EARTHTIME AND THE INTERNATIONAL COMMISSION ON STRATIGRAPHY: INTEGRATING GEOCHRONOLOGY AND CHRONOSTRATIGRAPHY TO ACHIEVE EARTHRATES OBJECTIVES


CRAMER, Bradley D., Department of Earth and Environmental Sciences, University of Iowa, 115 Trowbridge Hall, Iowa City, IA 52242

The revolution in the temporal precision of geochronology enabled by the EARTHTIME program during the past decade was mirrored in many ways by the stratigraphic revolution that is currently underway within integrated bio-chemostratigraphy communities throughout the timescale. In just the same way as you cannot attain rates without dates, you also cannot attain rates without stratigraphy. Unfortunately, for much of the history of geology, the stratigraphic community and the geochronologic community have been two separate and distinct entities that too often find it difficult to communicate effectively, let alone work in direct collaboration towards a high-precision temporally calibrated geologic timescale.

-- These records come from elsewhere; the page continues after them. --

PR #98, opened 2022-01-21
fix(hadolint): trim space from Dockerfile list

Edholm:
hadolint is sad when given an empty space as argument.


odsod (approved):
:lady_beetle:

PR #99, opened 2022-01-21
feat: use context.Context and logr.Logger consistently

odsod:
The logger name should always be the target name, and the logger should
propagate with the context through the whole call stack.


Edholm (approved):
sweet, I like it!

PR #100, opened 2022-01-21
feat: simplify and reduce logger API surface

odsod:
Re-use more `logr` APIs.

### DIFF
--- a/cmd/build/main.go
+++ b/cmd/build/main.go
@@ -8,8 +8,9 @@ import (
 	"os"
 	"path/filepath"
 
+	"github.com/go-logr/logr"
 	"github.com/magefile/mage/mage"
-	"go.einride.tech/mage-tools/mglog"
+	"go.einride.tech/mage-tools/mglogr"
 	"go.einride.tech/mage-tools/mgmake"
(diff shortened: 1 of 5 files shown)


cmd/build/main.go
```diff
@@ -19,10 +20,10 @@ import (
 var mgmakeGen []byte
 
 func main() {
-	ctx := mglog.NewContext(context.Background(), "mage-tools-build")
+	ctx := logr.NewContext(context.Background(), mglogr.New("mage-tools-build"))
```
Edholm, line 23: `ctx, cancelFunc := signal.NotifyContext(context.Background(), syscall.SIGTERM, syscall.SIGINT)
`

perhaps?

Edholm (approved):
Nice!

cmd/build/main.go
odsod: I'd rather not trap the signals until we know that we actually handle context cancellation everywhere - haven't started thinking about that yet - I think we need to use https://pkg.go.dev/os/exec#CommandContext everywhere to ensure the top-level program actually exits when the context is cancelled

PR #101, opened 2022-01-21
feat: adding terraform logo as an asset

sousandrei:
Adding terraform logo as an asset﻿


odsod:
@sousandrei Btw, the commit message should be `add terraform logo` - commit messages should use imperative form - see https://www.conventionalcommits.org/en/v1.0.0/#examples

sousandrei:
Wrong repo to host this, ma bad! :cry:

The International Commission on Stratigraphy (ICS), and its embedded subcommissions on each geologic period, remains the ‘official’ timekeeper of the Geologic Time Scale (GTS). However chronostratigraphy remains the first, and often only, consideration of the ICS and the international subcommissions (at least for the Phanerozoic), which leaves temporal calibration of their decisions as a matter for someone else to worry about after the fact. As a result, those who are most intimately involved in the seemingly arcane decisions of placements of Global Boundary Stratotype Sections and Points (GSSPs) are typically not at all the same people who are involved in the numerical calibration of the GTS in part or in whole. At present, there are astonishingly few geochronologists who serve as voting members of subcommissions of the ICS.

Once upon a time, there was an ICS subcommission on geochronology. Although not embedded into period subcommissions, that arrangement at least offered expertise to the stratigraphic community and an obvious line of communications between the geochronologic and stratigraphic communities. With the precision of geochronology now typically surpassing the precision of chronostratigraphic correlation, it is time once again to consider the role of geochronology in the ICS and use EARTHRATES as a platform to enable this discussion.